- Любимая! Вот ушли наши былые сомнения, исчезли преграды, как дым развеялись границы. Неведомые прежде миры открылись, и непостижимые измерения стали подобны обычной дорожкой к нашему новому дому. Нам остается только ступить на нее и завершить путь туда, где все наполнено заботой и радостью.
- Где нас ожидают Счастье и Любовь!
Эпилог
В конце осени, в изрядный морозец, по заснеженным, еще не разобранным от пожарища московским улицам, неторопливым конным шагом ехали два офицера. Один, в легкой осенней шинели, то и дело поеживался от холода, тогда как его собеседник, одетый в соболью шубу и такого же меха шапку, напротив чувствовал себя чрезвычайно вольготно и вполне наслаждался ядреным русским холодом.
Первым офицером в шинели был никто иной, как начальник фельдъегерского корпуса, подполковник Николай Егорович Касторский. Его спутником в собольей шубе был мало кому известный Александр Христофорович Бенкендорф, ныне являющийся временным комендантом освобожденной Москвы.
Встречавшиеся на дороге мужичье безропотно сходило на обочину и ломало шапки. Некоторые, из самых рьяных, даже вставали на колени и провожали всадников долгими земными поклонами.

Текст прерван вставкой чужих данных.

Issue #6589, opened 2019-12-30
colWidths do not work for nestedHeaders


AMBudnik:
### Description

Once we set up nestedHeaders we're not able to use `colWidths`. They do not apply but they remove the ability of a column to expand to data length. The header is as wide as its name.

### Steps to reproduce

1. Use `nestedHeaders` like here https://jsfiddle.net/apdeg7L6/
2. Check the widths of columns

![Zrzut ekranu 2019-12-30 o 13 12 40](https://user-images.githubusercontent.com/10757813/71581570-1a581600-2b06-11ea-9e53-a4c85beab294.png)

3. Replace them with the same set of `colHeaders` https://jsfiddle.net/h1eb3tgp/1/

![Zrzut ekranu 2019-12-30 o 13 12 50](https://user-images.githubusercontent.com/10757813/71581583-28a63200-2b06-11ea-8feb-1101305b9975.png)

remove the `colWidths` to check what is the actual width for this amount of data
![Zrzut ekranu 2019-12-30 o 13 15 01](https://user-images.githubusercontent.com/10757813/71581652-7cb11680-2b06-11ea-8e38-fe33e36bec66.png)

### Demo

https://jsfiddle.net/h1eb3tgp/

### Your environment
* Handsontable version: 7.3.0
It doesn't seem to be related to any version back.
* Browser Name and version: Chrome 79
* Operating System: macOS Catalina

Related https://github.com/handsontable/handsontable/issues/5981 , https://github.com/handsontable/handsontable/issues/6587

Inform [forum](https://forum.handsontable.com/t/gh-6587-nested-header-with-width/3992)

swistach:
Duplicate of #6587

Issue #5998, opened 2019-05-08
Options colWidths setting column width is invalid


hutiantian04:
### Description
Options colWidths setting column width is invalid

### Steps to reproduce

1.
![colwidth](https://user-images.githubusercontent.com/39802580/57350174-97a5d380-718f-11e9-92d9-535310dbd674.png)

2.
3.

### Demo

http://jsrun.net/TSXKp/edit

- Живо их, Александр Христофорович, взнуздали, - растирая замерзшие щеки, восхищенно заметил Касторский. - Еще неделю тому назад настоящая орда была! Мародеры, беженцы, погорельцы, любопытствующие дурни… Всяк со своим норовом в Москву лез! Теперь совсем другое дело! Одного не пойму, как удалось так быстро управиться?
- Чтобы добиться добродетели, всего-навсего достаточно не злоупотреблять милосердием. - Бенкендорф скривил губы, но, заметив недоумение в лице начальника фельдъегерского корпуса, утвердительно кивнул головой. - Право, больших усилий и не потребуется.
- Однако из жизненных наблюдений хорошо известно, что у строгих помещиков холопы бунтуют и бегут куда чаще, - резонно возразил Касторский. - Оттого многие предпочитают одной рукой бить, а другой миловать.
- Напрасно, ничего стоящего из этого не получится, - Бенкендорф поморщился. - Поверьте, знаю по личному опыту.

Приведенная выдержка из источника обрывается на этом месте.